Answer I didn't implement it. Yet, it seems natural to think that the predictions of the most likely path is more accurate, because, instead of having a maximum of $d^t$ possible paths with $t$ being the number of time step and $d$ being the outdegree of the neighborhood graph, we only have to deal with a small number of possible headings now. Furthermore, the exact time at which the agent detects a collision with a wall helps to eliminate many states.



15.11 Often, we wish to monitor a continuous-state system whose behavior switches unpredictably among a set of k distinct “modes.” For example, an aircraft trying to evade a missile can execute a series of distinct maneuvers that the missile may attempt to track.A Bayesian network representation of such a $\textbf{switching Kalman filter}$ model is shown in Figure 15.21.

  • a. Suppose that the discrete state Si has k possible values and that the prior continuous state estimate $P(X_0)$ is a multivariate Gaussian distribution. Show that the prediction $P(X_1)$ is a $\textbf{mixture of Gaussians}$ — that is, a weighted sum of Gaussians such that the weights sum to 1.
  • b. Show that if the current continuous state estimate $P(X_t|e_{1:t})$ is a mixture of m Gaussians, then in the general case the updated state estimate $P(X_{t+1}|e_{1:t+1})$ will be a mixture of km Gaussians.
  • c. What aspect of the temporal process do the weights in the Gaussian mixture represent?
Answer a. Using Bayes'rule we can commute: $$P(X_1) = \sum\limits_{i=1}^k P(S_0=i)\int_{X_0} P(X_0)P(X_1|X_0, S_0=i)dX_0$$ Also, according to the properties of the Kalman filter [15.4.1], we know that the integral is a Gaussian. Hence the prediction distribution is a sum of k Gaussians weighted by $P(S_0)$ (As $P(S_0)$ is a probability, that ensures that $\sum\limits_{i=1}^k P(S_0=i) = 1$)

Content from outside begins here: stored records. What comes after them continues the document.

PR #281, opened 2024-09-30
Add scope and scanner mouse sensitivity modifiers

### LINKED ISSUE #67: Expose scope sensitivity modifier
Currently, while using the Rail, PR or Sniper the game scales your sensitivity by some amount. Would like to have this configurable via an independent sensitivity variable.

GooberRF:
This PR adds the following new commands:
- `scope_sensitivity_modifier [value]`
- `scanner_sensitivity_modifier [value]`

Both default to 1.0, commands provide players with a method to scale mouse sensitivity when in scopes and scanners.

Resolves #67

### DIFF
--- a/game_patch/input/mouse.cpp
+++ b/game_patch/input/mouse.cpp
@@ -115,22 +115,28 @@ ConsoleCommand2 ms_cmd{
 float scope_sensitivity_factor = 1.0f;
 float scanner_sensitivity_factor = 1.0f;
 
+constexpr float clamp_sensitivity_modifier(float modifier)
+{
+    constexpr const float min = 0.01f; // prevent division by zero in scope sens
+    constexpr const float max = 4.0f;
+    return std::clamp(modifier, min, max);
+}
+
 void patch_scope_and_scanner_sensitivity()
 {
-    AsmWriter{0x004309B1}.fmul<float>(AsmRegMem(&scope_sensitivity_factor));
-    AsmWriter{0x004309DE}.fmul<float>(AsmRegMem(&scanner_sensitivity_factor));
+    AsmWriter{0x004309B1}.fmul<float>(AsmRegMem{&scope_sensitivity_factor});
+    AsmWriter{0x004309DE}.fmul<float>(AsmRegMem{&scanner_sensitivity_factor});
 }
 
 void update_scope_sensitivity()
 {
-    // prevent division by zero if somehow the modifier gets set to 0
-    float modifier = std::clamp(static_cast<float>(g_game_config.scope_sensitivity_modifier), 0.01f, 4.0f);
+    float modifier = clamp_sensitivity_modifier(g_game_config.scope_sensitivity_modifier);
     scope_sensitivity_factor = rf::scope_sensitivity_constant * (1.0f / modifier);
 }
 
 void update_scanner_sensitivity()
 {
-    float modifier = std::clamp(static_cast<float>(g_game_config.scanner_sensitivity_modifier), 0.01f, 4.0f);
+    float modifier = clamp_sensitivity_modifier(g_game_config.scanner_sensitivity_modifier);
     scanner_sensitivity_factor = rf::scanner_sensitivity_constant * modifier;
 }
 
@@ -138,7 +144,7 @@ ConsoleCommand2 scope_sens_cmd{
     "scope_sensitivity_modifier",
     [](std::optional<float> value_opt) {
         if (value_opt) {
-            float value = std::clamp(value_opt.value(), 0.01f, 4.0f);
+            float value = clamp_sensitivity_modifier(value_opt.value());
             g_game_config.scope_sensitivity_modifier = value;
             g_game_config.save();
             update_scope_sensitivity();
@@ -158,7 +164,7 @@ ConsoleCommand2 scanner_sens_cmd{
     "scanner_sensitivity_modifier",
     [](std::optional<float> value_opt) {
         if (value_opt) {
-            float value = std::clamp(value_opt.value(), 0.01f, 4.0f);
+            float value = clamp_sensitivity_modifier(value_opt.value());
             g_game_config.scanner_sensitivity_modifier = value;
             g_game_config.save();
             update_scanner_sensitivity();
--- a/game_patch/input/mouse.cpp
+++ b/game_patch/input/mouse.cpp
@@ -117,11 +117,8 @@ float scanner_sensitivity_factor = 1.0f;
 
 void patch_scope_and_scanner_sensitivity()
 {
-    AsmWriter scope_writer(0x004309B1);
-    scope_writer.fmul<float>(AsmRegMem(&scope_sensitivity_factor));
-
-    AsmWriter scanner_writer(0x004309DE);
-    scanner_writer.fmul<float>(AsmRegMem(&scanner_sensitivity_factor));
+    AsmWriter{0x004309B1}.fmul<float>(AsmRegMem(&scope_sensitivity_factor));
+    AsmWriter{0x004309DE}.fmul<float>(AsmRegMem(&scanner_sensitivity_factor));
 }
 
 void update_scope_sensitivity()
--- a/game_patch/input/mouse.cpp
+++ b/game_patch/input/mouse.cpp
@@ -1,4 +1,5 @@
 #include <cassert>
+#include <algorithm>
 #include <patch_common/FunHook.h>
 #include <patch_common/CodeInjection.h>
 #include <patch_common/AsmWriter.h>
@@ -109,6 +110,70 @@ ConsoleCommand2 ms_cmd{
     },
     "Sets mouse sensitivity",
     "ms <value>",
+};
+
+float scope_sensitivity_factor = 1.0f;
+float scanner_sensitivity_factor = 1.0f;
+
+void patch_scope_and_scanner_sensitivity()
+{
+    AsmWriter scope_writer(0x004309B1);
+    scope_writer.fmul<float>(AsmRegMem(&scope_sensitivity_factor));
+
+    AsmWriter scanner_writer(0x004309DE);
+    scanner_writer.fmul<float>(AsmRegMem(&scanner_sensitivity_factor));
+}
+
+void update_scope_sensitivity()
+{
+    // prevent division by zero if somehow the modifier gets set to 0
+    float modifier = std::clamp(static_cast<float>(g_game_config.scope_sensitivity_modifier), 0.01f, 4.0f);
+    scope_sensitivity_factor = rf::scope_sensitivity_constant * (1.0f / modifier);
+}
+
+void update_scanner_sensitivity()
+{
+    float modifier = std::clamp(static_cast<float>(g_game_config.scanner_sensitivity_modifier), 0.01f, 4.0f);
+    scanner_sensitivity_factor = rf::scanner_sensitivity_constant * modifier;
+}
+
+ConsoleCommand2 scope_sens_cmd{
+    "scope_sensitivity_modifier",
+    [](std::optional<float> value_opt) {
+        if (value_opt) {
+            float value = std::clamp(value_opt.value(), 0.01f, 4.0f);
+            g_game_config.scope_sensitivity_modifier = value;
+            g_game_config.save();
+            update_scope_sensitivity();
+            //rf::console::print("Scope sensitivity modifier set to {:.2f}", value);
+        }
+        else {
+            rf::console::print("Scope sensitivity modifier: {:.2f}",
+                               static_cast<float>(g_game_config.scope_sensitivity_modifier));
+        }
+
+    },
+    "Sets mouse sensitivity modifier used while scoped in.",
+    "scope_sensitivity_modifier <value> (valid range: 0.01 - 4.00)",
+};
+
+ConsoleCommand2 scanner_sens_cmd{
+    "scanner_sensitivity_modifier",
+    [](std::optional<float> value_opt) {
+        if (value_opt) {
+            float value = std::clamp(value_opt.value(), 0.01f, 4.0f);
+            g_game_config.scanner_sensitivity_modifier = value;
+            g_game_config.save();
+            update_scanner_sensitivity();
+            //rf::console::print("Scanner sensitivity modifier set to {:.2f}", value);
+        }
+        else {
+            rf::console::print("Scanner sensitivity modifier: {:.2f}",
+                               static_cast<float>(g_game_config.scanner_sensitivity_modifier));
+        }
+    },
+    "Sets mouse sensitivity modifier used while in a rail scanner.",
+    "scanner_sensitivity_modifier <value> (valid range: 0.01 - 4.00)",
 };
 
 rf::Vector3 fw_vector_from_non_linear_yaw_pitch(float yaw, float pitch)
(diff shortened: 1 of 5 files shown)


nickalreadyinuse:
big ups

game_patch/input/mouse.cpp
```diff
@@ -111,6 +112,70 @@ ConsoleCommand2 ms_cmd{
...
+float scope_sensitivity_factor = 1.0f;
+float scanner_sensitivity_factor = 1.0f;
+
+void patch_scope_and_scanner_sensitivity()
+{
+    AsmWriter scope_writer(0x004309B1);
+    scope_writer.fmul<float>(AsmRegMem(&scope_sensitivity_factor));
+
+    AsmWriter scanner_writer(0x004309DE);
+    scanner_writer.fmul<float>(AsmRegMem(&scanner_sensitivity_factor));
```
is-this-c, line 124:
```suggestion
    AsmWriter{0x004309B1}.fmul<float>(AsmRegMem(&scope_sensitivity_factor));
    AsmWriter{0x004309DE}.fmul<float>(AsmRegMem(&scanner_sensitivity_factor));
```
Seems clearer.

FYI: Please see [C++ Core Guidelines](https://isocpp.github.io/CppCoreGuidelines/CppCoreGuidelines.html#es23-prefer-the--initializer-syntax) `ES.23: Prefer the {}-initializer syntax`. It is authorative.

game_patch/input/mouse.cpp
```diff
@@ -111,6 +112,70 @@ ConsoleCommand2 ms_cmd{
     "ms <value>",
 };
 
+float scope_sensitivity_factor = 1.0f;
+float scanner_sensitivity_factor = 1.0f;
```
is-this-c, line 116: Seems wordy. Why not `scope_sens` and `scanner_sens`?

Think we should start using `g_` or upper case for globals. @rafalh

is-this-c:
`scope_sensitivity_modifier` seems wordy. You clamp it twice. But why bother clamping at all?

game_patch/input/mouse.cpp
GooberRF: > Seems wordy. Why not `scope_sens` and `scanner_sens`?

I agree it is wordy, though the impact of that is effectively mitigated by tab complete.

I avoided short hands such as `scanner_sens` and `zoom_sens` (which were the commands I originally had used) based on the standard rafalh has set with most other commands - `reticle_scale`, `spectate_mode_minimal_ui`, etc. I viewed compliance with established convention as more important than being as concise as I otherwise would.

GooberRF:
> You clamp it twice.

The clamp on input admittedly is no longer necessary - I originally clamped only there because I was printing the configured value in a confirmation notification after the player issued the command, and I wanted to ensure the printed value reflected the value that would actually be applied. It could be removed now.

Clamping in the method that applies the values is to avoid a person manually editing the registry to a value outside the allowed range.

> But why bother clamping at all?

Clamping on the lower end is required to avoid the potential of division by zero. Clamping on the higher end is mainly because any higher than that would be of extremely limited value, and providing a range of what is reasonably useful helps provide an indication to the player of what might be useful to try.

The logic is the same as why `fov` is capped. FOV less than 75 or higher than 160 would be effectively pointless. I'm not _opposed_ to removing the caps on these two sens commands _or_ `fov` I suppose, I just don't really see the value.

game_patch/input/mouse.cpp
GooberRF: My bad on this one, thanks for the correction.

game_patch/input/mouse.cpp
```diff
@@ -117,11 +117,8 @@ float scanner_sensitivity_factor = 1.0f;
 
 void patch_scope_and_scanner_sensitivity()
 {
-    AsmWriter scope_writer(0x004309B1);
-    scope_writer.fmul<float>(AsmRegMem(&scope_sensitivity_factor));
-
-    AsmWriter scanner_writer(0x004309DE);
-    scanner_writer.fmul<float>(AsmRegMem(&scanner_sensitivity_factor));
+    AsmWriter{0x004309B1}.fmul<float>(AsmRegMem(&scope_sensitivity_factor));
+    AsmWriter{0x004309DE}.fmul<float>(AsmRegMem(&scanner_sensitivity_factor));
```
is-this-c, line 121:
```suggestion
    AsmWriter{0x004309B1}.fmul<float>(AsmRegMem{&scope_sensitivity_factor});
    AsmWriter{0x004309DE}.fmul<float>(AsmRegMem{&scanner_sensitivity_factor});
```
I completely missed that `AsmRegMem` is not a function.

is-this-c:
> I'm not opposed to removing the caps on these two sens commands or fov I suppose, I just don't really see the value.

I would prefer removal of any clamping. It is simpler code overall. But you have a point about FOV.

The clamp exists in 3 places. It is not needed in a console variable. Notwithstanding my suggestion is as follows:

```C++
constexpr float clamp_sens_scale(float scale) {
    constexpr const float min = 0.01f;
    constexpr const float max = 4.0f;
    return std::clamp(scale, min, max);
}
```

In fact it is not explained why it is not sensitivity itself instead of a scale?

> I agree it is wordy, though the impact of that is effectively mitigated by tab complete.

Not so much writing but reading which can be impacted by verbosity and code is read far more than it is written.

> I avoided short hands such as scanner_sens and zoom_sens (which were the commands I originally had used) based on the standard rafalh has set with most other commands - reticle_scale, spectate_mode_minimal_ui, etc. I viewed compliance with established convention as more important than being as concise as I otherwise would.

I do not think these are good analogies. `scanner_sens_scale` does not feel out of place imo. 

Moreover I think we should keep in mind (a) his code base is old e.g. some appears hastily written and/or C style (b) C++ and core guidelines evolved in this time and (c) likewise probably rafalh as well. I believe some flexibility makes sense. BTW: The same exact criticisms (a) apply to my code base too.

GooberRF:
> The clamp exists in 3 places.

Thanks for the note regarding a separate clamping method - that's something in retrospect I should have thought of but didn't. Will implement that.

Fair points regarding the naming convention for the commands, and I won't argue with them. Will wait to hear rafalh's thoughts though before making any such changes to them.

> In fact it is not explained why it is not sensitivity itself instead of a scale?

That was my original plan before I started looking into how the game calculates it. My original implementation simply allowed the player to set these values directly:

```
    static auto& scope_sensitivity_constant = addr_as_ref<float>(0x005895C0);
    static auto& scanner_sensitivity_constant = addr_as_ref<float>(0x005893D4);
```

This proved way too confusing for players. Scanner sensitivity is calculated at 0.25 * normal sensitivity, so that one would in theory be easy. Scope sensitivity on the other hand, is applied inversely, and the stock game value is `0.09090909`. The code below from mouse.cpp shows how the scale value necessarily is being applied differently in each case.

```
void update_scope_sensitivity()
{
    // prevent division by zero if somehow the modifier gets set to 0
    float modifier = std::clamp(static_cast<float>(g_game_config.scope_sensitivity_modifier), 0.01f, 4.0f);
    scope_sensitivity_factor = rf::scope_sensitivity_constant * (1.0f / modifier);
}

void update_scanner_sensitivity()
{
    float modifier = std::clamp(static_cast<float>(g_game_config.scanner_sensitivity_modifier), 0.01f, 4.0f);
    scanner_sensitivity_factor = rf::scanner_sensitivity_constant * modifier;
}
```

The reason I went instead with each as scale values with base 1.0 is for consistency, simplicity, and user friendliness. This way, the code handles the heavy lifting of how to apply each, and the player is left with a simple and consistent approach. A value of 1.0 is what they are used to, and they can easily decide how to tweak it based on that understanding.

game_patch/input/mouse.cpp
```diff
@@ -115,30 +115,36 @@ ConsoleCommand2 ms_cmd{
...
+    float modifier = clamp_sensitivity_modifier(g_game_config.scanner_sensitivity_modifier);
     scanner_sensitivity_factor = rf::scanner_sensitivity_constant * modifier;
 }
 
 ConsoleCommand2 scope_sens_cmd{
     "scope_sensitivity_modifier",
     [](std::optional<float> value_opt) {
         if (value_opt) {
-            float value = std::clamp(value_opt.value(), 0.01f, 4.0f);
+            float value = clamp_sensitivity_modifier(value_opt.value());
```
is-this-c, line 147: We clamp here but it is not clamped upon loading from registry so either remove this clamping (prefer) or add clamping upon loading from registry.

GooberRF: The big reason I had done it that way was to ensure that when a player enters just `scope_sensitivity_modifier`, the printed value was clamped. I'm realizing now though that I could just do the clamp when that is requested rather than every time the value is entered, which is more efficient and enables the removal of an unneeded local variable in each. Updated.

is-this-c:
> This proved way too confusing for players. Scanner sensitivity is calculated at 0.25 * normal sensitivity, so that one would in theory be easy. Scope sensitivity on the other hand, is applied inversely, and the stock game value is 0.09090909.

No I mean why not skip `mouse_sensitivity * (0.25 * scale)` and set `mouse_sensitivity` directly?

Also what about merging both commands into e.g. `zoom_sensitivity_ratio`?

GooberRF:
> No I mean why not skip `mouse_sensitivity * (0.25 * scale)` and set `mouse_sensitivity` directly?

That can already be set with `ms X` (unless I'm misunderstanding you?). The purpose of this PR is to allow the player to adjust the sensitivity specifically when scoped in (this is explained further in #67 as noted)

> Also what about merging both commands into e.g. `zoom_sensitivity_ratio`?

I initially considered this, but decided against in an effort to provide more flexibility to players. After having played with it as-is for a while now, I firmly believe that was the right call.

game_patch/input/mouse.cpp
```diff
@@ -111,6 +112,70 @@ ConsoleCommand2 ms_cmd{
...
+{
+    float modifier = clamp_sensitivity_modifier(g_game_config.scope_sensitivity_modifier);
+    scope_sensitivity_factor = rf::scope_sensitivity_constant * (1.0f / modifier);
+}
+
+void update_scanner_sensitivity()
+{
+    float modifier = clamp_sensitivity_modifier(g_game_config.scanner_sensitivity_modifier);
+    scanner_sensitivity_factor = rf::scanner_sensitivity_constant * modifier;
+}
```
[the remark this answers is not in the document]
GooberRF: This suggested change would remove the clamping entirely (aside from when the value is set via command), meaning negative values or values far outside the useful range could be used. It would also result in scope sensitivity being calculated incorrectly.

It would of course allow the player to set the scope factor to 0, which is technically added functionality I suppose when compared to my version... but it's also effectively pointless.

I will not be accepting this suggestion.

is-this-c:
> That can already be set with ms X (unless I'm misunderstanding you?). The purpose of this PR is to allow the player to adjust the sensitivity specifically when scoped in (this is explained further in https://github.com/rafalh/dashfaction/issues/67 as noted)

The scanner sensitivity is calculated from your mouse sensitivity multiplied by a constant. You considered changing this constant. Instead you decided to multiply it. What if you inject here and write a value so your mouse sensitivity and this constant are not involved? In this method I could set `ms` and `scanner_sensitivity_modifier` to the same value and have the exact same sensitivity in both modes.

GooberRF:
> What if you inject here and write a value so your mouse sensitivity and this constant are not involved?

Ahh, I see what you mean now. That said, I don't like the approach, here are my thoughts on it:
- In 100% of cases, you'll be using scope/scanners amongst normal gameplay, having fully independent sensitivity values means in many cases you'd have to adjust both when you decide to change your sensitivity. In my mind it makes more sense to maintain scope sensitivity modifiers, which scale the base sensitivity, rather than independent values. Entering the scope/scanner is _modifying_ the base gameplay experience, it seems to make sense to specify the sensitivity as a _modifier_ of the base sensitivity.
- Under what you've proposed, it wouldn't be practical to maintain consistent behaviour for scopes/scanners (without, I guess, fully removing the scale based on scope level, which would be very awkward). I'd rather prioritize keeping the approach for scope/scanners consistent.
- If a player _really_ wanted the identical sensitivity for base and when using the scanner, they could just set the scanner modifier to 4.0. At that point, it would be 1.0x the base sensitivity.

is-this-c:
> After having played with it as-is for a while now, I firmly believe that was the right call.

Can you explain why?

> If a player really wanted the identical sensitivity for base and when using the scanner, they could just set the scanner modifier to 4.0. At that point, it would be 1.0x the base sensitivity.

When one changes or queries `scanner_sensitivity_modifier` can you make this cmd print final sensitivity? e.g. print `player->mouse_sensitivity * 0.25 * x`? I think it would be useful.

GooberRF:
> > After having played with it as-is for a while now, I firmly believe that was the right call.
> 
> Can you explain why?

Well the biggest reason is just that if flexibility can be provided to players with no downside, it is my view that it always should be. More personally though, I am a fan of keeping the scanner sensitivity stock but reducing the sniper/PR scope sensitivity slightly. Having played with this feature for a while, I would certainly miss the ability to configure them separately.

> When one changes or queries `scanner_sensitivity_modifier` can you make this cmd print final sensitivity? e.g. print `player->mouse_sensitivity * 0.25 * x`? I think it would be useful.

I could, but I don't think it's a good idea. In my view it would just complicate the output and confuse ordinary users. It's not a secret how it works - "power users" can review the source and/or just ask, but the output should be suitable for a general user, and what you've suggested, I don't believe is that. If rafalh would like this output added, I'm happy to do it, but unless he indicates as much, I don't plan to do it.

GooberRF:
Hm - circling back to this a few months later, I feel different on a few things. Here's a proposal, food for thought:
- `scanner_sensitivity_scale`: Straight modification of the default `0.25` modifier. Default would be `0.25`.
- `scope_sensitivity_scale`: Multiplier for the effective mouse sensitivity when scoped (ie. `esp+20h+a4` in this area of `controls_read_internal2`). Default would be `1.0`.

For both, issuing command without argument would print current value. Issuing command with argument `0` would reset to default.

This approach seems the most simple overall. I don't particularly _like_ that they don't both start at `1.0`, but its still probably the most easily understood way to do it. To `is-this-c`'s earlier point, this would also effectively avoid the need for clamping (would be good to maintain positive values though).

Thoughts?

is-this-c:
I do not like that it is inconsistent or that `0` can reset.

But `CfgVar` can clamp itself.

GooberRF:
> I do not like that it is inconsistent or that `0` can reset.

I understand your point about inconsistency (I don't _like_ that either, I just think it's probably the most simple way to implement regardless). Do you mind explaining why you don't like `0` to reset, though? Providing a way to reset is, I feel, very important. And `0` to reset would match the behaviour of the `fov` command for example (where `0` restores the automatic behaviour which is default).

is-this-c:
The `fov` cmd does and I dislike it. It is a sentinel value which is a hack imo. Not every player would know about it. `help <cmd>` or `TAB` can print defaults.

GooberRF:
> The `fov` cmd does and I dislike it. It is a sentinel value which is a hack imo. Not every player would know about it. `help <cmd>` or `TAB` can print defaults.

That wouldn't really be a workable solution for `fov` I think, because the `0` behaviour isn't actually a value but a directive to use automatic scaling _instead_ of a specific value. But fair point on the sensitivity scale commands - help and/or tab could do it for those.

Anyway, yeah I have some work I need to do on this and a few other PRs - should be able to get through at least most of that over the next few days.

b. By Applying equation [15.18] we have: $$P(X_{t+1}, S_{t+1}|e_{1:t+1})$$ $$= \alpha P(e_{t+1}|X_{t+1}, S_{t+1})P(X_{t+1}, S_{t+1}|e_{1:t})$$

yet we know [15.17]: $$P(X_{t+1}, S_{t+1}|e_{1:t}) = \int_{x_t} P(X_{t+1}, S_{t+1}|x_t, s_t)P(x_t, s_t|e_{1:t})dx_t$$

And so: $$P(X_{t+1}, S_{t+1}|e_{1:t+1})$$ $$ = \alpha P(e_{t+1}|X_{t+1}, S_{t+1})\sum\limits_{s_t=1}^k\int_{x_t} P(X_{t+1}, S_{t+1}|x_t, s_t)P(x_t, s_t|e_{1:t})dx_t$$ As $X_{t+1}$ and $S_{t+1}$ are independents given $X_{t}$ and $S_t$ we can rewrite it: $$P(X_{t+1}, S_{t+1}|e_{1:t+1})$$ $$ = \alpha P(e_{t+1}|X_{t+1}, S_{t+1})\sum\limits_{s_t=1}^k P(S_{t+1}|s_t)P(s_t|e_{1:t}) \int_{x_t} P(X_{t+1}|x_t, s_t)P(x_t|e_{1:t})dx_t$$ Using the hypotheses of the question, the properties of integrals and the properties of Gaussians sums, we can conclude that we have $km$ Gaussians.